**What you should do:** For the word "package", search the records and show each line in which it occurs.

Dataset entries
--------------------------------------------------

PR #92, opened 2018-10-08
Add automatic install script

justingallagher:
Add a script based off of Visual Studio's `Add-AppDevPackage.ps1`, which walks the user through enabling sideloading, installing the certificate and package, and activating the Explorer integration. This should help alleviate concerns from users that the install process is too complex (#82).

I added the instructions to the README. The manual install instructions are still present, in case anyone has issues with the script.

These are the major changes to the original script:

* A windows developer license is no longer required, only enabling sideloading. See `CheckIfNeedToEnableSideloading`.
* At the end of the install process, the script asks the user if they want to install the context menu integration (defaulting to No). See `ConfirmContextMenuInstall` and `InstallContextMenuIntegration`.
* UI Strings are stored in a local class (`UIStrings`), rather than using localized resources. Since I had to modify strings for our purposes, we would need new translations of many of them.


felixse:
This is awesome, thank you very much 😃
I will add this to the release package starting with 0.2.1.0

--------------------------------------------------

**Solved exercise:**
Add a script based off of Visual Studio's `Add-AppDevPackage.ps1`, which walks the user through enabling sideloading, installing the certificate and package, and activating the Explorer integration. This should help alleviate concerns from users that the install process is too complex (#82).
I will add this to the release package starting with 0.2.1.0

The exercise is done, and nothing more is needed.